3. Pfirrmann CWA, Duc SR, Zanetti M, Dora C, Hodler J: MR arthrography of acetabular cartilage delamination in femoroacetabular cam impingement. Radiology 2008; 249:236–241.

4. Kim Y-J, Jaramillo D, Millis MB, Gray ML, Burstein D: Assessment of early osteoarthritis in hip dysplasia with delayed gadolinium-enhanced magnetic resonance imaging of cartilage. J Bone Joint Surg Am 2003; 85-A:1987–1992.

5. Kim SD, Jessel R, Zurakowski D, Millis MB, Kim Y-J: Anterior delayed gadolinium-enhanced MRI of cartilage values predict joint failure after periacetabular osteotomy.

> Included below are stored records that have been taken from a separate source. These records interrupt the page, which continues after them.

PR #1088, opened 2026-09-16
docs(node): add the #1085 Phase-1 ownership inventory

gosunuts:
Part 1 of #1085 (the Phase-1 inventory). This PR does not close #1085; the campaign continues through Phases 2-5. No structural implementation in this PR, per the issue's execution order.

## What this is

`docs/node-ownership-inventory.md` classifies every substantial `crates/node` responsibility as `DELETE / COLLAPSE / KEEP / MOVE`, derived from the current code and call graph at `c0195fbf`, not from the stale #1038/#1073/#1075 plans. `docs/contracts/architecture.md` live gaps now points at it.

Clin Orthop Relat Res 2012; 470:3332–3341.

6. Riley GM, McWalter EJ, Stevens KJ, Safran MR, Lattanzi R, Gold GE: MRI of the hip for the evaluation of femoroacetabular impingement; past, present, and future. J Magn Reson Imaging 2015; 41:558–572.

7. Marques JP, Kober T, Krueger G, van der Zwaag W, Van de Moortele P-F, Gruetter R: MP2RAGE, a self bias-field corrected sequence for improved segmentation and T1-mapping at high field. Neuroimage 2010; 49:1271–1281.

8. Bulat E, Bixby SD, Siversson C, Kalish LA, Warfield SK, Kim Y-J: Planar dGEMRIC Maps May Aid Imaging Assessment of Cartilage Damage in Femoroacetabular Impingement. Clin Orthop Relat Res 2016; 474:467–478.

Figures

Fig. 1 Sequence protocol.

Fig. 2 Image acquisition was performed in axial-oblique orientation. (A) For the single-slice 2D IR, a mid-axial-oblique slice was chosen. (B) The same slice was identified on the 3D MPRAGE sequence, and four regions of interest were defined: peripheral anterior, central anterior; peripheral posterior, peripheral central.

Fig. 3. Summary of results. (A) Box plot summarizing mean T1 values for each sequence. Mean T1 was higher (p < 0.001) for the 2D IR technique (560 ms ± 103) compared to the 3D MP2RAGE (531 ms ± 90).

Fig. 3. Summary of results. (B) Correlation between the 2D IR- and the 3D MP2RAGE was almost perfect rp= 0.95 (p < 0.001).

Fig. 3. Summary of results. (C) Bland-Altmann Plot showed a bias of 29 ms. 95% level of agreements were -35 ms to 93 ms.